Si le père de Matlack est un autodidacte, sa mère (née Minnie Freeman) a reçu une éducation supérieure, a suivi des cours d’art à Paris, voyage. Elle est à la fois artiste et technicienne : elle est férue de photographie, dessine les plans d’au moins 200 résidences. En 1896 elle accompagne comme photographe officiel un groupe de touristes en Palestine, en Égypte et en Europe.
Claude, aîné de trois enfants, fait des études supérieures, et obtient le diplôme d’ingénieur à l’Université Purdue de West Lafayette (Indiana). Il est déjà bon photographe : ses premiers clichés connus sont des vues du campus de Purdue, ainsi que des photos de ses amis et de sa famille.

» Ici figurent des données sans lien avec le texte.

PR #5, opened 2025-08-08
config: update pint.json to use laravel pckage rules

pushpak1300:
This MR add changes to Pint config. 

The pint config has been copied form https://github.com/laravel/framework

### DIFF
--- a/pint.json
+++ b/pint.json
@@ -1,6 +1,171 @@
 {
-    "preset": "laravel",
-    "exclude": [
-        "stubs"
+    "preset": "empty",
+    "rules": {
+        "align_multiline_comment": true,
+        "array_indentation": true,
+        "array_syntax": {
+            "syntax": "short"
+        },
+        "binary_operator_spaces": {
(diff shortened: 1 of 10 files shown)


ashleyhindle:
One thing I’m not sure about with this is the CI because we used the
package template to create Boost initially, it uses other templates for
style checking in .GitHub/workflows

Will take a proper look shortly 👌




Ashley Hindle | Senior Software Engineer

***@***.***

www.laravel.com

pushpak1300:
CI Pipelines are failing mainly because of the  package issue. taking the look

ashleyhindle:
> CI Pipelines are failing mainly because of the package issue. taking the look

Looking at the workflow, it loads in style checking like this:

```
jobs:
  lint:
    uses: laravel/.github/.github/workflows/coding-standards.yml@main
```

And that just runs pint with no config options:

```
      - name: Run Pint
        run: pint
```

So it should be fine, if this pint config is better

L'Oneida Baptist Institute
La photo la plus nette de Claude Matlack est celle sur laquelle il figure assis sous un arbre (autoportrait ?) en été[1] : mince, jeune (25 ans environ), visage ouvert, traits réguliers, front large, cheveux clairs coiffés « la raie au milieu », lunettes à fine monture, un air d'intellectuel timide doué du sens de l'humour.
En 1902 Claude Matlack a 24 ans et travaille comme directeur associé dans l’entreprise familiale. Lors d’un déplacement professionnel il rencontre dans le train un baptiste (la famille Matlack est très active et connue parmi les baptistes), qui se trouve être un des bienfaiteurs et administrateurs de l’Oneida Baptist Institute.
Cette école a été fondée par une figure locale, James Anderson Burns (1865-1945). Ce bûcheron du comté de Clay (Kentucky) surnommé Burns des Bois a eu une illumination en 1888, a mis un terme à la vendetta (feud) qui opposait les Burns aux Combs, a étudié chez les Baptistes, est devenu prêcheur et a fondé à Oneida (Clay County, Kentucky) avec un autre prêcheur baptiste, H. L. McMurrey, une école pour les enfants de la région. Elle deviendra le Oneida Baptist Institute (en) (OBI), qui apporte instruction et soins médicaux aux habitants du comté de Clay.
Invité pour une semaine à Oneida, Claude Matlack deviendra un commensal assidu de l'OBI pendant les 14 années suivantes : jusqu’en 1916 (date de son mariage et de son départ pour la Floride), il travaille à l’institution pendant les vacances d’été, et photographie les paysages et les habitants du Clay County, ainsi que les médecins, dirigeants, écoliers et employés de l’Institut. On peut juger ainsi sur ses photos prises entre 1902 et 1916 de l'évolution de la population qui s'ouvre au progrès et à la modernité : les enfants en particulier passent de l'état de sauvageon en loques traînant dans des cours de ferme insalubres à celui de jeune étudiant bien habillé, pratiquant le sport, et devenant souvent enseignant de l'OBI après en avoir suivi les cours avec succès.
En même temps que des photos réalistes des paysans locaux (et des portraits de ceux de leurs enfants qui font le pas vers la modernité dans le cadre de la Progressive era) Matlack réalise aussi à Oneida des vues de ses amis (citadins raffinés en visite, qui dénotent dans le village, ou bourgeois satellites de l'Institut) - et des œuvres élégiaques inspirées par la nature. Le contraste entre les photos de familles pauvres et arriérées est typique de cette première période de Matlack.
Cependant les photos de Claude Matlack gardent aussi trace de son activité professionnelle à Louisville (en particulier dans le domaine de l’installation de l’éclairage public à l’électricité) - ainsi que de sa vie mondaine dans la 2e grande ville de l’État : clichés de réunions bourgeoises, repas, sport, piques-niques, fêtes, etc.
Le Sud
En 1915-1916 Claude Matlack épouse Clara Goode (de Lexington, Kentucky) et déménage à Miami (Floride) : il passe ainsi directement de l'un des États alors les plus ruraux et traditionalistes des États-Unis à la ville qui va connaître le tourbillon le plus fou (en particulier dans le domaine immobilier) des Roaring Twenties, les "années folles" américaines . Tout en continuant à faire de la photo en amateur, Matlack travaille d'abord à l’installation de réseaux d’eau et d’électricité à Key West et à Dinner Key.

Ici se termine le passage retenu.